### Task statement
Show every line in the records below that contains the word "feedback".

Saved data entries
——

PR #206, opened 2019-10-17
(MAINT) Ensure acceptance:localhost task also runs spec_prep

RandomNoun7:
During local testing I've found it very easy to forget to do the
spec_prep task when doing local testing. Given that there seems to be
no workflow I can think of where you would not want to do spec_prep
before calling litmus:acceptance:localhost, it seems to make sense to
just add it to the task.

### DIFF
--- a/spec/lib/puppet_litmus/rake_tasks_spec.rb
+++ b/spec/lib/puppet_litmus/rake_tasks_spec.rb
@@ -2,6 +2,8 @@
 
 require 'spec_helper'
 require 'rake'
+load File.expand_path('../../../lib/puppet_litmus/inventory_manipulation.rb', __dir__)
+include PuppetLitmus::InventoryManipulation # rubocop:disable Style/MixinUsage
 describe 'litmus rake tasks' do
   before(:all) do # rubocop:disable RSpec/BeforeAfterAll
     load File.expand_path('../../../lib/puppet_litmus/rake_tasks.rb', __dir__)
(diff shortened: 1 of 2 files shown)


RandomNoun7:
I can understand if you don't want this, but I'v been setting up a lot of test environments today and I must have stubbed my toes on this at least half a dozen times.

RandomNoun7:
Now that I think about it, this could probably be added to the other sec testing tasks like acceptance:parallel.

glennsarti:
Only downsides I can think of:

1. Is it idempotent?  (This would be a change from the "usual" practice of running the acceptance task over and over.  Now it's prep -> test -> prep -> test

2. Is it fast? Will this introduce more time into the acceptance feedback loop?

RandomNoun7:
Yes it’s idempotent. I tested it earlier when I got tired of stubbing my toe on this and made a script that did both. 

Is it fast? Depends a little bit on what you consider fast I guess, but it typically took it about 2 or 3 seconds I think to realize it didn’t need to do anything if it had already been done. 

As for the new workflow being prep -> test -> prep -> test -> prep, it’s a little more like prep -> test -> verify prep -> test -> verify prep -> test. 

For me, as I said, if there are strong objections still, that’s ok. This just seemed a decent way to remove an easy to forget stumbling block.

spec/lib/puppet_litmus/rake_tasks_spec.rb
```diff
@@ -2,6 +2,8 @@
 
 require 'spec_helper'
 require 'rake'
+load File.expand_path('../../../lib/puppet_litmus/inventory_manipulation.rb', __dir__)
+include PuppetLitmus::InventoryManipulation # rubocop:disable Style/MixinUsage
```
RandomNoun7: These two lines are in here because they are undeclared dependencies for this test file. The full suite runs because previous test file shave loaded these, but if you try to run this file on it's own these are missing.

PR #214, opened 2019-11-05
(MAINT) Fix undeclared dependencies

RandomNoun7:
The gemspec does not mention that this gem requires `parallel` and
`rspec`. Most users don't notice because those gems are already brought
in by other dependencies in the typical module's Gemfile.

The issue is when someone wants to leverage Litmus, but they aren't
doing modulet testing and want to avoid installing those other module
testing gems when they aren't needed, then the Litmus gem will fail to
install if `parallel` and `rspec` are not specifically added to the
Gemfile.

This change declares those two dependencies explicitly in the gemspec to
avoid this issue.

### DIFF
--- a/puppet_litmus.gemspec
+++ b/puppet_litmus.gemspec
@@ -24,4 +24,6 @@ Gem::Specification.new do |spec|
   spec.add_runtime_dependency 'pdk',         ['>= 1.10.0', '< 2.0.0']
   spec.add_runtime_dependency 'tty-spinner', ['>= 0.5.0', '< 1.0.0']
   spec.add_runtime_dependency 'docker-api',  ['>= 1.34', '< 2.0.0']
+  spec.add_runtime_dependency 'parallel'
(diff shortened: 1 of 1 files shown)


RandomNoun7:
I know this sounds like a bit of a weird scenario, but we're adding Litmus to a project solely for the moment because it's an easy way to get rake tasks that will provision machines either in VMPooler or with Docker.

This means that on our dev machine there actually isn't a problem because we are bringing in some of the same dev gems that other modules users are.

However, when we build the app container, we want to leave those gems out, but the rakefile still refers to litmus (require 'litmus/rake_tasks'), and so the container build blows up.

I'm working on the proper way to guard that requires statement, but in the meantime I thought explicitly calling out dependencies is usually not a bad thing.

 I don't know exactly what versions of these gems should be specified. For instance, one of the gems that usually requires parallel and avoids this issue simply specifies it's version as `>= 0`. So feel free to either push a commit to my branch that updates the version requirements, or whatever you feel is best.

PR #215, opened 2019-11-06
(maint) Lazily load gems in rake tasks

glennsarti:
Previously the Litmus rake tasks loaded every single gem whether it was needed
or not. This bloats simple commans like "rake -T". As an example, on
puppetlabs-inifile, it takes 2 seconds to just list the available rake tasks.
While this number seems initially small, when combined with all the other rake
tasks a Puppet module developer brings in, any time saving is useful.

This commit changes the loading behaviour to require gems when needed, not all
at the top of the rake_tasks.rb file. Note that some helper files were also
modified for the same lazy loading behaviour as they are consumed by the rake
tasks.


glennsarti:
In a test harness, with just an inventory.yml file.

`rake -T` went from 1.6seconds to 1.1 - Reducing runtime by 44%

PR #223, opened 2019-12-11
(FM-8779) - remove option to run acceptance tests using serial mode

lionce:
Our scope is to run acceptance tests in parallel mode to reduce the execution time.
Serial mode is not working as desired (using vmpooler provisioner is not implemented). Serial mode is not required
As a team (IA_Content team) we decided to cleanup the code and to remove it

### DIFF
--- a/lib/puppet_litmus/rake_tasks.rb
+++ b/lib/puppet_litmus/rake_tasks.rb
@@ -369,20 +369,6 @@ namespace :litmus do
         exit 1 if failure_list.any?
       end
 
-      # Run acceptance tests against all machines in the inventory file in serial.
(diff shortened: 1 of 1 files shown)


trevor-vaughan:
Does this remove the ability to run tests in serial *at all*?

If so, this puts Litmus out of the running as a Beaker replacement for my users (which is fine, I just want to make sure I know which way the wind is blowing).

DavidS:
@trevor-vaughan you can still run tests against individual nodes using the `TARGET_HOST` environment variable with `rspec`, or the `litmus:acceptance:<host>` rake tasks.

trevor-vaughan:
Ah, I see, thanks.

PR #224, opened 2019-12-11
(MODULES-10115) Fix Windows endpoint declaration

michaeltlombardi:
This commit modifies the URI definition for the serverspec endpoint to only append the default port if one is not specified. Prior to this commit the implementation appended the default port regardless leading to a broken implementation with two ports specified.

### DIFF
--- a/lib/puppet_litmus/spec_helper_acceptance.rb
+++ b/lib/puppet_litmus/spec_helper_acceptance.rb
@@ -73,7 +73,9 @@ module PuppetLitmus
         set :os, family: 'windows'
         user = node_config.dig('winrm', 'user') unless node_config.dig('winrm', 'user').nil?
         pass = node_config.dig('winrm', 'password') unless node_config.dig('winrm', 'password').nil?
-        endpoint = "http://#{ENV['TARGET_HOST']}:5985/wsman"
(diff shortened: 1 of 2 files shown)


lib/puppet_litmus/spec_helper_acceptance.rb
```diff
@@ -73,7 +73,7 @@ def self.configure!
         set :os, family: 'windows'
         user = node_config.dig('winrm', 'user') unless node_config.dig('winrm', 'user').nil?
         pass = node_config.dig('winrm', 'password') unless node_config.dig('winrm', 'password').nil?
-        endpoint = "http://#{ENV['TARGET_HOST']}:5985/wsman"
+        endpoint = (ENV['TARGET_HOST'] =~ %r{:\d+$}) ? "http://#{ENV['TARGET_HOST']}/wsman" : "http://#{ENV['TARGET_HOST']}:5985/wsman"
```
DavidS: Rather than breaking out the old regex, let https://ruby-doc.org/stdlib-2.4.1/libdoc/uri/rdoc/URI.html  do the parsing

michaeltlombardi: Swapped to using URI to parse and manage port/endpoint.

PR #225, opened 2019-12-12
(MODULES-10018) Contain BoltSpec::Run methods

michaeltlombardi:
Prior to this commit the BoltSpec::Run methods were included at the top level of the PuppetLitmus module namespace. This caused an issue when leveraging the `command()` idiom in serverspec where it attempted to resolve `run_command()` via the BoltSpec::Run method instead of the appropriate serverspec method.

This commit contains the BoltSpec::Run methods into a class and adds a shorthand reference to them for use in the rest of the PuppetLitmus namespace.  This resolves the conflicts which prevented users from leveraging idiomatic serverspec to test their modules and systems.

### DIFF
--- a/lib/puppet_litmus.rb
+++ b/lib/puppet_litmus.rb
@@ -11,7 +11,18 @@ require 'puppet_litmus/spec_helper_acceptance'
 
 # Helper methods for testing puppet content
 module PuppetLitmus
-  include BoltSpec::Run
+  # Container class for BoltSpec::Run methods to avoid leaking them via include
+  class BoltSpecRun
+    include BoltSpec::Run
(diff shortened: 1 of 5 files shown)


DavidS:
Would this change require changing existing tests that use `BoltSpec`? If yes, is there a way to avoid that and scope the change smaller, e.g. by `include`ing `PuppetLitmus` only in examples via https://relishapp.com/rspec/rspec-core/v/3-9/docs/helper-methods/define-helper-methods-in-a-module#include-a-module-in-all-example-groups

michaeltlombardi:
Deprecated in favor of #226

PR #226, opened 2019-12-12
(MODULES-10018) Extend RSpec config with PuppetLitmus

michaeltlombardi:
Prior to this commit the configuration for RSpec as defined in the spec_helper_acceptance included PuppetLitmus. This commit also extends the configuration with PuppetLitmus.

This enables test writers to use Litmus helpers such as `apply_manifest` or `run_shell` as describe subjects.

### DIFF
--- a/lib/puppet_litmus/spec_helper_acceptance.rb
+++ b/lib/puppet_litmus/spec_helper_acceptance.rb
@@ -9,6 +9,7 @@ module PuppetLitmus
 
     RSpec.configure do |config|
       config.include PuppetLitmus
+      config.extend PuppetLitmus
     end
 
     if ENV['TARGET_HOST'].nil? || ENV['TARGET_HOST'] == 'localhost'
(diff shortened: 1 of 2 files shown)


michaeltlombardi:
This only helps if the `spec_helper_acceptance.tb` of the dependent module uses the configure method, like:

```ruby
require 'puppet_litmus'
require 'spec_helper_acceptance_local' if File.file?(File.join(File.dirname(__FILE__), 'spec_helper_acceptance_local.rb'))

PuppetLitmus.configure!
```

Note that, if you need to use the module methods in your `spec_helper_acceptance_local.rb` you will need to include litmus in a singleton class like:

```ruby
require 'puppet_litmus'
require 'singleton'

class Helper
  include Singleton
  include PuppetLitmus
end

def some_helper_method
  Helper.instance.bolt_run_script('path/to/file')
end
```

PR #233, opened 2020-01-23
(feat) move to v2 of bolt inventory file

tphoney:


lib/puppet_litmus/inventory_manipulation.rb
```diff
@@ -45,13 +48,11 @@ def localhost_inventory_hash
...
   def find_targets(inventory_hash, targets)
-    require 'bolt/inventory'
-    if targets.nil?
-      inventory = Bolt::Inventory.new(inventory_hash, nil)
-      targets = inventory.node_names.to_a
-    else
-      targets = [targets]
-    end
+    targets = if targets.nil?
+                inventory_hash.to_s.scan(%r{uri"=>"(\S*)"}).flatten
```
DavidS: Need to flag this up with the bolt team to find new API to replace `Bolt::Inventory.new(inventory_hash, nil)` with a v2 inventory.

lib/puppet_litmus/rake_helper.rb
```diff
@@ -150,7 +150,8 @@ def install_agent(collection, targets, inventory_hash)
              end
     raise "puppet_agent was not found in #{DEFAULT_CONFIG_DATA['modulepath']}, please amend the .fixtures.yml file" unless File.directory?(File.join(DEFAULT_CONFIG_DATA['modulepath'], 'puppet_agent'))
 
-    run_task('puppet_agent::install', targets, params, config: DEFAULT_CONFIG_DATA, inventory: inventory_hash)
+    # using boltspec, when the runner is called it changes the inventory_hash dropping the version field. The clone works around this
+    run_task('puppet_agent::install', targets, params, config: DEFAULT_CONFIG_DATA, inventory: inventory_hash.clone)
```
DavidS: replace this with `unmarshal(marshal(inventory_hash))` because after this I don't trust bolt any more to not screw us more over in the future

DavidS:
Marked this as backwards-incompatible, because it'll need a new version of provision (see https://github.com/puppetlabs/provision/pull/93 for the changes). This should not be user-visible, but for people having custom provision tasks or local copies of the provision module will have to look out and adapt/update.

Issue #234, opened 2020-01-28
[Feature] Remove dependency on PDK


glennsarti:
## Use Case
Currently litmus pulls in the entire PDK library purely to build a module.  As this is such a simple task, the code should be copied from PDK, and once proven, available as a separate gem to be consumed by the PDK and Litmus

## Describe the Solution You Would Like
Remove dependency on PDK and vendor the code.

## Describe Alternatives You've Considered

Keep the PDK dependency - This creates a horrible situation where the PDK calls litmus which calls PDK.  Also a lot of "bloat" for a simple single task.

## Additional Context
N/A

DavidS:
This was shipped in 0.16.0

PR #235, opened 2020-01-28
(GH-234) Remove PDK dependency

glennsarti:
Block on release of the puppet-modulebuilder gem

---

Previously Litmus depended on the entire PDK gem, however it only used the
module building capability.  This commit

* Adds the puppet-modulebuilder gem into Litmus.
* Modified the rake helper to call the new Module Builder
* Modifies the gemspec to remove PDK and add the puppet-modulebuilder gem

---

TODO

- [x] Have a release of puppet-modulebuilder gem
- [x] ~~Drop the `d DROP ME` commit which is only there for testing this PR~~

### DIFF
--- a/lib/puppet_litmus/rake_helper.rb
+++ b/lib/puppet_litmus/rake_helper.rb
@@ -71,15 +71,13 @@ module PuppetLitmus::RakeHelper
       folder_handle = Dir.open(File.join(source_folder, folder))
       next if File.symlink?(folder_handle)
 
-      opts = {}
-      opts[:module_dir] = folder_handle.path
-      opts[:'target-dir'] = File.join(Dir.pwd, 'pkg')
-      opts[:force] = true
+      module_dir = folder_handle.path
+      target_dir = File.join(Dir.pwd, 'pkg')
       # remove old build folder if exists, before we build afresh
-      FileUtils.rm_rf(opts[:'target-dir']) if File.directory?(opts[:'target-dir'])
+      FileUtils.rm_rf(target_dir) if File.directory?(target_dir)
 
       # build_module
-      module_tar = build_module(opts)
+      module_tar = build_module(module_dir, target_dir)
       module_tars.push(File.new(module_tar))
     end
     module_tars
@@ -164,15 +162,20 @@ module PuppetLitmus::RakeHelper
     results
   end
 
-  def build_module(opts)
-    # old cli_way
-    # pdk_build_command = 'bundle exec pdk build  --force'
-    # stdout, stderr, _status = Open3.capture3(pdk_build_command)
-    # raise "Failed to run 'pdk_build_command',#{stdout} and #{stderr}" if (stderr =~ %r{completed successfully}).nil?
-    require 'pdk/module/build'
-    require 'pdk/util'
+  # @param opts Hash of options to build the module
+  # @param module_dir [String] The path of the module to build. If missing defaults to Dir.pwd
+  # @param target_dir [String] The path the module will be built into. The default is <source_dir>/pkg
+  # @return [String] The path to the built module
+  def build_module(module_dir = nil, target_dir = nil)
+    require 'puppet/modulebuilder'
 
-    builder = PDK::Module::Build.new(opts)
+    source_dir = module_dir || Dir.pwd
+    dest_dir = target_dir || File.join(source_dir, 'pkg')
+
+    builder = Puppet::Modulebuilder::Builder.new(source_dir, dest_dir, nil)
+    # Force the metadata to be read. Raises if metadata could not be found
+    _metadata = builder.metadata
+
     builder.build
   end
 
--- a/Gemfile
+++ b/Gemfile
@@ -11,7 +11,7 @@ group :test do
   gem 'rubocop-rspec', '~> 1.38'
   gem 'codecov', '~> 0.1'
   gem 'simplecov', '~> 0.18'
- end
+end
 
 group :development do
   # TODO: Use gem instead of git. Section mapping is merged into master, but not yet released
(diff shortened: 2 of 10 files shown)


DavidS:
great to see this work started, it'll make the litmus install lighter and more robust.

What I'm unclear on: I thought we were talking about putting the `ModuleBuilder` in a external gem so it can be re-used by e.g. puppet-blacksmith. Not the least I'd also feel uncomfortable maintaining this code and its compatibility with the rest of the ecosystem. Did something change in that thinking?

DavidS:
PS: where does the `GH-xyz` syntax come from? it's not linking automatically to #234 and that made me miss the background description on the first go-around.

glennsarti:
Heya @DavidS 

TLDR; Prove the code and use-case in Litmus now, getting fast feedback.  In preparation to make it a gem.

---

> What I'm unclear on: I thought we were talking about putting the ModuleBuilder in a external gem so it can be re-used by e.g. puppet-blacksmith. 

We still are, but the work is a while off, at least for the PDK maintainers team. Thinking is

1. Make litmus more compatible now instead of later. Litmus is basically pulling in 15 gems (plus those gem's dependencies) for the sake of 323 LOC. Yes duplicating code can be bad, but it's not intrinsically bad. The extra gems seems like a heavy price to pay for something as (mostly) simple as tarring a directory

2. PDK currently uses beaker for package testing. Ideally we'd like to use Litmus.  We _can't_ (or shouldn't) really do that if Litmus pulls in PDK. This enables us (The PDK team) to consume Litmus

3. By getting the code into Litmus early, the PDK team can get faster feedback (aka use-in-anger) about what a Puppet Module Builder gem needs to look like. So we can release it quicker.

>  I'd also feel uncomfortable maintaining this code and its compatibility with the rest of the ecosystem.

I did consider this before I raised the PR, and it came down to balancing maintenance of somewhat duplicate code vs keeping the overhead of the PDK dependency for the sake of a one piece of functionality.  What swayed me over was:

As part of moving it out of PDK into, and eventually, it's own library is to reduce the scope of the classes/modules.  The S in SOLID. So the idea is there should be even less maintenance than if it was in the PDK itself.

The code in question hasn't had a bugfix since Jul 2019, and Oct 2018 before that.  It's relatively stable. So in the short term (say, next 6 months) the maintenance overhead I expect would be practically zero.  

Happy to have a chat about in person if you wish.

glennsarti:
> PS: where does the `GH-xyz` syntax come from? it's not linking automatically to #234 and that made me miss the background description on the first go-around.

I _think_ I originally got it from an Open Source project within Puppetlabs.  Maybe the windows modules way back when. It denoted the issue came from GitHub instead of Jira (MODULES-  PUPPET- PDK-)

I _think_ it pre-dated the `#number` syntax in github.

DavidS:
Thanks for the in-depth response. All of that makes a lot of sense!

Since litmus is still very experimental[tm] and I'm about to set up a new gem for a different thing, I'd be happy to take the code from here and release it as APL2.0 puppetlabs/puppet-module-builder 0.1.0 in the next few days.

I even expect testing this code to be easier in a stand-alone repo.

glennsarti:
Okay!  As you can see from the TODO I still need to add the unit tests for this class.  I know the acceptance tests have "proved" the code works, but I'd still like to have them.

ekohl:
I'm fully with @DavidS on this and I've wanted a standalone gem for that part for some time, precisely for puppet-blacksmith. Also overall :+1: for dropping the PDK dependency in this gem.

DavidS:
Created https://tickets.puppetlabs.com/browse/MODULES-10515 to get the infrastructure work scheduled in the team. might be a day or three until we get around to it.

glennsarti:
@DavidS Just chasing this up

DavidS:
@glennsarti @sheenaajay started on MODULES-10515 (neé IAC-532) yesterday.

tphoney:
❤️

lib/puppet_litmus/rake_helper.rb
```diff
@@ -164,15 +164,20 @@ def configure_path(inventory_hash)
...
-    # stdout, stderr, _status = Open3.capture3(pdk_build_command)
-    # raise "Failed to run 'pdk_build_command',#{stdout} and #{stderr}" if (stderr =~ %r{completed successfully}).nil?
-    require 'pdk/module/build'
-    require 'pdk/util'
+  # @param opts Hash of options to build the module
+  # @option opts [String] :module_dir The path of the module to build. If missing defaults to Dir.pwd
+  # @option opts [String] :target_dir The path the module will be built into. The default is <source_dir>/pkg
+  # @return [String] The path to the built module
+  def build_module(opts = {})
+    require 'puppet-modulebuilder'
```
florindragos: looks like this needs to be `require 'puppet/modulebuilder'`

lib/puppet_litmus/rake_helper.rb
```diff
@@ -164,15 +164,20 @@ def configure_path(inventory_hash)
...
-    # pdk_build_command = 'bundle exec pdk build  --force'
-    # stdout, stderr, _status = Open3.capture3(pdk_build_command)
-    # raise "Failed to run 'pdk_build_command',#{stdout} and #{stderr}" if (stderr =~ %r{completed successfully}).nil?
-    require 'pdk/module/build'
-    require 'pdk/util'
+  # @param opts Hash of options to build the module
+  # @option opts [String] :module_dir The path of the module to build. If missing defaults to Dir.pwd
+  # @option opts [String] :target_dir The path the module will be built into. The default is <source_dir>/pkg
+  # @return [String] The path to the built module
+  def build_module(opts = {})
```
ekohl: Any particular reason you're using an option hash instead of explicit parameters? I think explicit parameters would make the code easier to read.

florindragos: was probably taken out from the pdk: https://github.com/puppetlabs/pdk/blob/master/lib/pdk/module/build.rb#L13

——

### Expected answer
2. Is it fast? Will this introduce more time into the acceptance feedback loop?
TLDR; Prove the code and use-case in Litmus now, getting fast feedback.  In preparation to make it a gem.
3. By getting the code into Litmus early, the PDK team can get faster feedback (aka use-in-anger) about what a Puppet Module Builder gem needs to look like. So we can release it quicker.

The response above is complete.